BEGIN Supplied information

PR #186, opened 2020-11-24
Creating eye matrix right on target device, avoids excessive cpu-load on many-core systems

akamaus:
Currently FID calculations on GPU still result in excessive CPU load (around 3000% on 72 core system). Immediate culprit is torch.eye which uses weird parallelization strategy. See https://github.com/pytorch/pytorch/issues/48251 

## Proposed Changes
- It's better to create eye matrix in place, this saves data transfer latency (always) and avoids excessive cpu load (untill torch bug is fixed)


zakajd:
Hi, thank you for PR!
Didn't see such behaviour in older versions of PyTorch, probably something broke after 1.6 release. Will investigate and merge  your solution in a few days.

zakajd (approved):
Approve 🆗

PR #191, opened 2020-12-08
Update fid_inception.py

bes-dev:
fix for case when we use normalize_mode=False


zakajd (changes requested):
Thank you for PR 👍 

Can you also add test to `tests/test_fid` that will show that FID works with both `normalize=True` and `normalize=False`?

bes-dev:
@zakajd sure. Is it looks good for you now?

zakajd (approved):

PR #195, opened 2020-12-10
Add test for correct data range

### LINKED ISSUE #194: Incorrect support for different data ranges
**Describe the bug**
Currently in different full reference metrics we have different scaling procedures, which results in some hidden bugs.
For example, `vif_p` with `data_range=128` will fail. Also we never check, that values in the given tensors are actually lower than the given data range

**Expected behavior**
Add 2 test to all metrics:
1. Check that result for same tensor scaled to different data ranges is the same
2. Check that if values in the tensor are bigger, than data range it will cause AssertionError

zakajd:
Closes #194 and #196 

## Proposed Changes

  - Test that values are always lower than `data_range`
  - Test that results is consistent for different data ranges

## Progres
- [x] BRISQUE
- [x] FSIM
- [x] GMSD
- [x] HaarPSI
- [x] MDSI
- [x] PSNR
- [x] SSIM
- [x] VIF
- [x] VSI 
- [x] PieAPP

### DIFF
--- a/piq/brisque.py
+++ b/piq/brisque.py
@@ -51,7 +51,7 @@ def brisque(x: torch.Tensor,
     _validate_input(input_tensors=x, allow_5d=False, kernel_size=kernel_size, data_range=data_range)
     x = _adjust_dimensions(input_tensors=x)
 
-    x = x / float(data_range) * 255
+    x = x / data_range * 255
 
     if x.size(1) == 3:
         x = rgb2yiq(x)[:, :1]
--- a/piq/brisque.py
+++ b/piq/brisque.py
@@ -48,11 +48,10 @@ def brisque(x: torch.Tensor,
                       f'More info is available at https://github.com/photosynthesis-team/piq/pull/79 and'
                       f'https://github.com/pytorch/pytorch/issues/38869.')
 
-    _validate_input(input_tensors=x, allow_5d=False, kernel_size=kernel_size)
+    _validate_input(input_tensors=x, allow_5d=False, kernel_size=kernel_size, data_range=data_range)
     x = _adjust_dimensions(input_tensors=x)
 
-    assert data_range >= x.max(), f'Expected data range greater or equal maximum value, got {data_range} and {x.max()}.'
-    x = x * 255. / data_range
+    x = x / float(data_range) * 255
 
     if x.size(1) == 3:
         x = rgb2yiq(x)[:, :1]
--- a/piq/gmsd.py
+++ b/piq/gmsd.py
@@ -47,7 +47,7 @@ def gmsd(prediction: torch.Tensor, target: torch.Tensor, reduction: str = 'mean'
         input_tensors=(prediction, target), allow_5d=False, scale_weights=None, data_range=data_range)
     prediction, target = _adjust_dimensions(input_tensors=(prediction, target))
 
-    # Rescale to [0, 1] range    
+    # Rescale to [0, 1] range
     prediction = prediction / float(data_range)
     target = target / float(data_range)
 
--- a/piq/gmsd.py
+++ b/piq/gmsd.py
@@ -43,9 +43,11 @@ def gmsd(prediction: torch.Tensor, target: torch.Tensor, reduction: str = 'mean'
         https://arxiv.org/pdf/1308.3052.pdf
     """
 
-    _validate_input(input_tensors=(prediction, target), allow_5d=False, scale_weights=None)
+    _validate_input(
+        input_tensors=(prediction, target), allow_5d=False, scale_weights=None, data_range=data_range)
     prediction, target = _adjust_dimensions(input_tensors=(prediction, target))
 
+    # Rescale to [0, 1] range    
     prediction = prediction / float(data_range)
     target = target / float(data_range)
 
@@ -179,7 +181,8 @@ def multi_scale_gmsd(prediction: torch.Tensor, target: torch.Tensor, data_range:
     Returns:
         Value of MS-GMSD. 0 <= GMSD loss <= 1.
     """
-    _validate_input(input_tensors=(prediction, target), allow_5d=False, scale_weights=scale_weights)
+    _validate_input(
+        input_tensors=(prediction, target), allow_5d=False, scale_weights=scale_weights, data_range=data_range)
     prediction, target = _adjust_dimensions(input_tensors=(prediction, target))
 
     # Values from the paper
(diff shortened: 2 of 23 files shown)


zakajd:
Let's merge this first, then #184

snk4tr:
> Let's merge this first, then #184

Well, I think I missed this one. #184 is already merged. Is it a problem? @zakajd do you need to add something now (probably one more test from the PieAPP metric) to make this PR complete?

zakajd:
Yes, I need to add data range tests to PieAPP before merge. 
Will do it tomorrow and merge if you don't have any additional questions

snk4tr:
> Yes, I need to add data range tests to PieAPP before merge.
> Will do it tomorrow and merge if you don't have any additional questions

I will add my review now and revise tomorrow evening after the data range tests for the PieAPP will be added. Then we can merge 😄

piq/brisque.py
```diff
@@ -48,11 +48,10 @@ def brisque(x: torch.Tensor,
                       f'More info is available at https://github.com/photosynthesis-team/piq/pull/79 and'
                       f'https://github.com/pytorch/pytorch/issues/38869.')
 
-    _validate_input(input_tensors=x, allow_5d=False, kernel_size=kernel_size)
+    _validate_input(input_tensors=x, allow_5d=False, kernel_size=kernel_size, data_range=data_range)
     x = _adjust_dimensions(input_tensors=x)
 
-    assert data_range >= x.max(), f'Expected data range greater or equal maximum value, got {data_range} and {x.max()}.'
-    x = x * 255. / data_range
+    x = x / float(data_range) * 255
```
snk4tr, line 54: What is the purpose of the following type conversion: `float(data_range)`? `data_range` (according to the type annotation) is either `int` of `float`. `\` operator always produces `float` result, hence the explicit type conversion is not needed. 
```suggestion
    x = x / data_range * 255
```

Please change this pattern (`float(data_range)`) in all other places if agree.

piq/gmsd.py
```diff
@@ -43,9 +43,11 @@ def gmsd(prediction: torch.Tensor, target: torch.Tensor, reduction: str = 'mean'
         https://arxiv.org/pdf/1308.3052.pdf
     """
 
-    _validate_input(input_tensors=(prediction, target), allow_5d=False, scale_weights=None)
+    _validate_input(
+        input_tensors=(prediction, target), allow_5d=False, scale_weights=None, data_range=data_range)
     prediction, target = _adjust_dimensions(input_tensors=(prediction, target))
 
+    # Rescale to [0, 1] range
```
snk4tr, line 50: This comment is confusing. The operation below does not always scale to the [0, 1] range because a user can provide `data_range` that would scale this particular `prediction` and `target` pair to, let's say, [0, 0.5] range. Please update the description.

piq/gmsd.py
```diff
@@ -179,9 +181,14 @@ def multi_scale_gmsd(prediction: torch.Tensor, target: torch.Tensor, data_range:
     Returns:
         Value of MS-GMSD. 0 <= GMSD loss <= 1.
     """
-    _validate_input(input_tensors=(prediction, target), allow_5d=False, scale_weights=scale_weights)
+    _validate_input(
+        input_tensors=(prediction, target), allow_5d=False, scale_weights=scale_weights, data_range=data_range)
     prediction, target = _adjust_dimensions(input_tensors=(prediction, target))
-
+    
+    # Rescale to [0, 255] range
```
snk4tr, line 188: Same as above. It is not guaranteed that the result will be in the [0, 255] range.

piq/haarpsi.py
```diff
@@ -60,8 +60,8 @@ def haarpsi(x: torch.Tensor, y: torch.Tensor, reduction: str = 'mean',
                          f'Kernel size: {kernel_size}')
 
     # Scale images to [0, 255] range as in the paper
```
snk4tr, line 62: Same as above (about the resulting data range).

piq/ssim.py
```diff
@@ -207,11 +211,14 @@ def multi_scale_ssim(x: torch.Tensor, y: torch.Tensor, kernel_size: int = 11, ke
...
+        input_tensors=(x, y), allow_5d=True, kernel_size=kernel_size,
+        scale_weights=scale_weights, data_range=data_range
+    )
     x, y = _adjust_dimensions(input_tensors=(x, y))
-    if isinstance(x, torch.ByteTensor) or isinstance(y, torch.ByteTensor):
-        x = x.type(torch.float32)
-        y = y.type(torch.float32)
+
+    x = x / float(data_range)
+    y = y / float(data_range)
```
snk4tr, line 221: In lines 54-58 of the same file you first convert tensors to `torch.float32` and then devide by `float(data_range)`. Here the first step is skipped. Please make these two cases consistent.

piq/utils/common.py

END Supplied information

Task directions
Please find how many lines in the records hold "paper", then give that number with nothing else.

Task solution
2